[Listed entries Boundary: Start]
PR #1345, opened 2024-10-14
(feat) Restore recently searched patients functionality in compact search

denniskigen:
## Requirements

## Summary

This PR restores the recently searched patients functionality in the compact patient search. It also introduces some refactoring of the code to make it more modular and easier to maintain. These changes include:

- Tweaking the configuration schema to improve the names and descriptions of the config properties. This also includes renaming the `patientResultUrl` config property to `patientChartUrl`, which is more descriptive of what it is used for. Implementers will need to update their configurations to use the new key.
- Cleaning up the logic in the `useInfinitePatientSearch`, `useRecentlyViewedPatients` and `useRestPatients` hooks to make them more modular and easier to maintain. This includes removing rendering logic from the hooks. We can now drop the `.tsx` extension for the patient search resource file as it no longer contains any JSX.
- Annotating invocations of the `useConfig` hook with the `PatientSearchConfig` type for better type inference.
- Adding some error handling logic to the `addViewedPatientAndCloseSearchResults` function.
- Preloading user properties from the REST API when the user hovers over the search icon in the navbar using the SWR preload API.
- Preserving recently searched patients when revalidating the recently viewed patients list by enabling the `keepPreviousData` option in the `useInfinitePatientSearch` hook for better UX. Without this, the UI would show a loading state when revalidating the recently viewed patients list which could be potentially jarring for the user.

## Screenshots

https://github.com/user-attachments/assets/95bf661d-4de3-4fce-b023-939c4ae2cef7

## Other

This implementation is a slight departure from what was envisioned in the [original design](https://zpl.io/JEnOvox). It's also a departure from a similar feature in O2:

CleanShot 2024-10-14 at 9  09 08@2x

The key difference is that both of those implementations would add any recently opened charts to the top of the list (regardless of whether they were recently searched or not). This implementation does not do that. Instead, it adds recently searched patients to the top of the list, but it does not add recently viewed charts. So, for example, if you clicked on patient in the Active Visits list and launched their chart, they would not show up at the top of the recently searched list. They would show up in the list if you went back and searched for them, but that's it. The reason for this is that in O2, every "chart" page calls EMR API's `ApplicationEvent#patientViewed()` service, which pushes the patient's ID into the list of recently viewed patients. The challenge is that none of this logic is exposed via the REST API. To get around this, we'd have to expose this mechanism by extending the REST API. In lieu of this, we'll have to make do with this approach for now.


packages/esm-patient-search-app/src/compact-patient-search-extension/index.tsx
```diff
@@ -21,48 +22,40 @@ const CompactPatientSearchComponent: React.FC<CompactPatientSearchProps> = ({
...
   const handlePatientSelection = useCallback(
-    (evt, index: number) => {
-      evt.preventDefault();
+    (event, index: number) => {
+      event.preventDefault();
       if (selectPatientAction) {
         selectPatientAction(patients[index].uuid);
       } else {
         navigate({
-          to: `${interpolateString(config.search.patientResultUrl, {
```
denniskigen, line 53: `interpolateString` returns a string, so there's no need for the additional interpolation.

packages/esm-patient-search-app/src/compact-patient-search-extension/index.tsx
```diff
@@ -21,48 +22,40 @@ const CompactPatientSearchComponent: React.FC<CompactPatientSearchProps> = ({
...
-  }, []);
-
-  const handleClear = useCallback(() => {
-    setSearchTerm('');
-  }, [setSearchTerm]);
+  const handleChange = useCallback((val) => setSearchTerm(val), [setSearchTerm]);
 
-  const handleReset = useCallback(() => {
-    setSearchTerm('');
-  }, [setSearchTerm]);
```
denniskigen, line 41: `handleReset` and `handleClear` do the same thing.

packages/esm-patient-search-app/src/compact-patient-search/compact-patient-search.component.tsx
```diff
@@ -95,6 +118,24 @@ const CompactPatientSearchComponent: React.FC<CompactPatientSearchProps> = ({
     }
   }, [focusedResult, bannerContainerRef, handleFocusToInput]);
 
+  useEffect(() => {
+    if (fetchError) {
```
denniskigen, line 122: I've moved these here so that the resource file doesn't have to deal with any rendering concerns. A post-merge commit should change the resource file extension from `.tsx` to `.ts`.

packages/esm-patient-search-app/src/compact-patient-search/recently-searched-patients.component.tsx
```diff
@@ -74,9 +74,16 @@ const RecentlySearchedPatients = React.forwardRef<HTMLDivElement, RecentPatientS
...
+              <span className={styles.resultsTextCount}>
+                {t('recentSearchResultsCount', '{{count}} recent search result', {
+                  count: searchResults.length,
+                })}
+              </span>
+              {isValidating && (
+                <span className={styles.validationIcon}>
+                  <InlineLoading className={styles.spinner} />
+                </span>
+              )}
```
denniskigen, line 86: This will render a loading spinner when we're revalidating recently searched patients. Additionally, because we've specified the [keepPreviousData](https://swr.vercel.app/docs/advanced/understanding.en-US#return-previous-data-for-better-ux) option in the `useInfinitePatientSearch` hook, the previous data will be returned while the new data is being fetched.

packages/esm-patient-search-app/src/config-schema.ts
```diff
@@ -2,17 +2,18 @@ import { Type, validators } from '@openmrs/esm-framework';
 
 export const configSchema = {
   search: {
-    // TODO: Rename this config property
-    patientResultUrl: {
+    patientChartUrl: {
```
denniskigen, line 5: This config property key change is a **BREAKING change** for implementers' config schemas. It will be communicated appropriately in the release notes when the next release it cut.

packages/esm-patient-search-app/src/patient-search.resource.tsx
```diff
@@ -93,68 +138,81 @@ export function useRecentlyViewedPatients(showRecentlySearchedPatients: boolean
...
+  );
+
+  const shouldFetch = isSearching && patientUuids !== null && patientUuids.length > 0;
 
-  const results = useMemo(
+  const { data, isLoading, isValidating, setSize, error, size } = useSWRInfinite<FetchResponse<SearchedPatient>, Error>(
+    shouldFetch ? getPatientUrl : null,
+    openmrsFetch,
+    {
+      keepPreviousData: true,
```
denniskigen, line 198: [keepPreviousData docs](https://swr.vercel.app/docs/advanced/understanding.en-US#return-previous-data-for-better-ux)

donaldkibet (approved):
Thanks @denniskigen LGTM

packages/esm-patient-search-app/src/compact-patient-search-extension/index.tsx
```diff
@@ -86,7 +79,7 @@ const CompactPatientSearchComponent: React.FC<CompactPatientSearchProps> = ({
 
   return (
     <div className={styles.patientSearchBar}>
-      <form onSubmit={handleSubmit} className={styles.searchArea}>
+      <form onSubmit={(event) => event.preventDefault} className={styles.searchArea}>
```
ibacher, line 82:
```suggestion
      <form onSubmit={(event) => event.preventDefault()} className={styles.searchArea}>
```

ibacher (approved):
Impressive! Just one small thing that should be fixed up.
[Listed entries Boundary: End]
- Work instruction: Nothing in the entries may change. Retype them all.

- Solution to this problem:
PR #1345, opened 2024-10-14
(feat) Restore recently searched patients functionality in compact search

denniskigen:
## Requirements

## Summary

This PR restores the recently searched patients functionality in the compact patient search. It also introduces some refactoring of the code to make it more modular and easier to maintain. These changes include:

- Tweaking the configuration schema to improve the names and descriptions of the config properties. This also includes renaming the `patientResultUrl` config property to `patientChartUrl`, which is more descriptive of what it is used for. Implementers will need to update their configurations to use the new key.
- Cleaning up the logic in the `useInfinitePatientSearch`, `useRecentlyViewedPatients` and `useRestPatients` hooks to make them more modular and easier to maintain. This includes removing rendering logic from the hooks. We can now drop the `.tsx` extension for the patient search resource file as it no longer contains any JSX.
- Annotating invocations of the `useConfig` hook with the `PatientSearchConfig` type for better type inference.
- Adding some error handling logic to the `addViewedPatientAndCloseSearchResults` function.
- Preloading user properties from the REST API when the user hovers over the search icon in the navbar using the SWR preload API.
- Preserving recently searched patients when revalidating the recently viewed patients list by enabling the `keepPreviousData` option in the `useInfinitePatientSearch` hook for better UX. Without this, the UI would show a loading state when revalidating the recently viewed patients list which could be potentially jarring for the user.

## Screenshots

https://github.com/user-attachments/assets/95bf661d-4de3-4fce-b023-939c4ae2cef7

## Other

This implementation is a slight departure from what was envisioned in the [original design](https://zpl.io/JEnOvox). It's also a departure from a similar feature in O2:

CleanShot 2024-10-14 at 9  09 08@2x

The key difference is that both of those implementations would add any recently opened charts to the top of the list (regardless of whether they were recently searched or not). This implementation does not do that. Instead, it adds recently searched patients to the top of the list, but it does not add recently viewed charts. So, for example, if you clicked on patient in the Active Visits list and launched their chart, they would not show up at the top of the recently searched list. They would show up in the list if you went back and searched for them, but that's it. The reason for this is that in O2, every "chart" page calls EMR API's `ApplicationEvent#patientViewed()` service, which pushes the patient's ID into the list of recently viewed patients. The challenge is that none of this logic is exposed via the REST API. To get around this, we'd have to expose this mechanism by extending the REST API. In lieu of this, we'll have to make do with this approach for now.


packages/esm-patient-search-app/src/compact-patient-search-extension/index.tsx
```diff
@@ -21,48 +22,40 @@ const CompactPatientSearchComponent: React.FC<CompactPatientSearchProps> = ({
...
   const handlePatientSelection = useCallback(
-    (evt, index: number) => {
-      evt.preventDefault();
+    (event, index: number) => {
+      event.preventDefault();
       if (selectPatientAction) {
         selectPatientAction(patients[index].uuid);
       } else {
         navigate({
-          to: `${interpolateString(config.search.patientResultUrl, {
```
denniskigen, line 53: `interpolateString` returns a string, so there's no need for the additional interpolation.

packages/esm-patient-search-app/src/compact-patient-search-extension/index.tsx
```diff
@@ -21,48 +22,40 @@ const CompactPatientSearchComponent: React.FC<CompactPatientSearchProps> = ({
...
-  }, []);
-
-  const handleClear = useCallback(() => {
-    setSearchTerm('');
-  }, [setSearchTerm]);
+  const handleChange = useCallback((val) => setSearchTerm(val), [setSearchTerm]);
 
-  const handleReset = useCallback(() => {
-    setSearchTerm('');
-  }, [setSearchTerm]);
```
denniskigen, line 41: `handleReset` and `handleClear` do the same thing.

packages/esm-patient-search-app/src/compact-patient-search/compact-patient-search.component.tsx
```diff
@@ -95,6 +118,24 @@ const CompactPatientSearchComponent: React.FC<CompactPatientSearchProps> = ({
     }
   }, [focusedResult, bannerContainerRef, handleFocusToInput]);
 
+  useEffect(() => {
+    if (fetchError) {
```
denniskigen, line 122: I've moved these here so that the resource file doesn't have to deal with any rendering concerns. A post-merge commit should change the resource file extension from `.tsx` to `.ts`.

packages/esm-patient-search-app/src/compact-patient-search/recently-searched-patients.component.tsx
```diff
@@ -74,9 +74,16 @@ const RecentlySearchedPatients = React.forwardRef<HTMLDivElement, RecentPatientS
...
+              <span className={styles.resultsTextCount}>
+                {t('recentSearchResultsCount', '{{count}} recent search result', {
+                  count: searchResults.length,
+                })}
+              </span>
+              {isValidating && (
+                <span className={styles.validationIcon}>
+                  <InlineLoading className={styles.spinner} />
+                </span>
+              )}
```
denniskigen, line 86: This will render a loading spinner when we're revalidating recently searched patients. Additionally, because we've specified the [keepPreviousData](https://swr.vercel.app/docs/advanced/understanding.en-US#return-previous-data-for-better-ux) option in the `useInfinitePatientSearch` hook, the previous data will be returned while the new data is being fetched.

packages/esm-patient-search-app/src/config-schema.ts
```diff
@@ -2,17 +2,18 @@ import { Type, validators } from '@openmrs/esm-framework';
 
 export const configSchema = {
   search: {
-    // TODO: Rename this config property
-    patientResultUrl: {
+    patientChartUrl: {
```
denniskigen, line 5: This config property key change is a **BREAKING change** for implementers' config schemas. It will be communicated appropriately in the release notes when the next release it cut.

packages/esm-patient-search-app/src/patient-search.resource.tsx
```diff
@@ -93,68 +138,81 @@ export function useRecentlyViewedPatients(showRecentlySearchedPatients: boolean
...
+  );
+
+  const shouldFetch = isSearching && patientUuids !== null && patientUuids.length > 0;
 
-  const results = useMemo(
+  const { data, isLoading, isValidating, setSize, error, size } = useSWRInfinite<FetchResponse<SearchedPatient>, Error>(
+    shouldFetch ? getPatientUrl : null,
+    openmrsFetch,
+    {
+      keepPreviousData: true,
```
denniskigen, line 198: [keepPreviousData docs](https://swr.vercel.app/docs/advanced/understanding.en-US#return-previous-data-for-better-ux)

donaldkibet (approved):
Thanks @denniskigen LGTM

packages/esm-patient-search-app/src/compact-patient-search-extension/index.tsx
```diff
@@ -86,7 +79,7 @@ const CompactPatientSearchComponent: React.FC<CompactPatientSearchProps> = ({
 
   return (
     <div className={styles.patientSearchBar}>
-      <form onSubmit={handleSubmit} className={styles.searchArea}>
+      <form onSubmit={(event) => event.preventDefault} className={styles.searchArea}>
```
ibacher, line 82:
```suggestion
      <form onSubmit={(event) => event.preventDefault()} className={styles.searchArea}>
```

ibacher (approved):
Impressive! Just one small thing that should be fixed up.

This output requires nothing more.